Corre una línea. Aunque, para mayor exactitud, habría que decir que está trazada. Pero aún esto acusa imprecisión: se trata, apenas, del límite de un tablón rectangular de madera, acomodado en el piso de una habitación cualquiera, junto a otros, formando una bonita decoración.
Ahora bien, lo que complica el asunto y que quizás da origen a esta crónica, es que la línea (o como quiera que se le llame) piensa que corre. Por lo que hemos podido dilucidar de las antiguas crónicas, se concibe en su conciencia como un elegante trazo; ella jamás admitiría su condición funcional de limitar un lado del tablón, y mucho menos el ser una abstracción entre dos puntos igualmente arbitrarios. No: ella es una línea, tan singular que piensa capaz de distinguirse de tantas otras y anónimas, que le acompañan en los dibujos trazados por aquel salón.
Por demás, se observa que las líneas vecinas que le acompañan no poseen conciencia de línea. Mucho menos se interesan o se han interesado –y previsible que nunca lo harán– por las veleidades de ser-ahí de su vecina. Ventaja tendría esto, pero también desgracias. En efecto, en cuanto la línea se supo línea, empezó la existencia del tiempo.
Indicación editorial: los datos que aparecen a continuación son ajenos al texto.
PR #2000, opened 2015-02-25
ENYO-964 Prevent to back previous page in browser

DavidUM:
Issue
------
Pressing back key make it back to previous page in browser

Cause
-------
history.back() call without pushed history state will back to previous page. Natural behavior of history object.

Fix
----
Add a guidance state to prevent to back to previous page


source/History.js
```diff
@@ -353,6 +366,9 @@
 
 			switch (state) {
 			case 'empty':
+				if (history.state.currentObjId == 'historyMaster') {
```
aarontam: Hi @DavidUM, it seems that `history.state` can be `null` here, if we do not have any previous history i.e. this is the first page we load in the browser. I think we should add logic to handle this case properly, which may involve adding guard code. Thanks!

DavidUM: Hi @aarontam , thank you for your point. 
For this reason I added an {{_initHistoryState}} method.
But I observed that there are some cases which above method was not called before I pressed back key.
For safety, I add one more condition. Thank you.

aarontam:
Hi @DavidUM, I think there are a number of extra (and duplicate) commits you didn't intend to include in this branch/PR - maybe it might be best to open a new PR and apply your work there? Thanks!

DavidUM:
I see. I rebased this branch but it show above. 
Let me open another PR. Thanks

Lo primero fue gozar de su yo recién descubierto, sin término o principio; se supo eterna, recta, siendo fin en sí misma, sola ella. Pero algún tiempo después, como un gigante dormido dióse la vuelta y se enfrentó a un ahogo: tal como ella, deberían existir otras como ella. Era necesidad postular tal existencia, y como ella, debieron de existir desde entonces y hasta entonces. Lo trágico es que no había manera de sentirlo, pues seguramente –si, como ella, también se pensaban línea–, su veleidad les llevaba a ser tan sólo línea, rectitud, paralelismo. El silencio y esa eterna frontera en soledad, era lo único posible.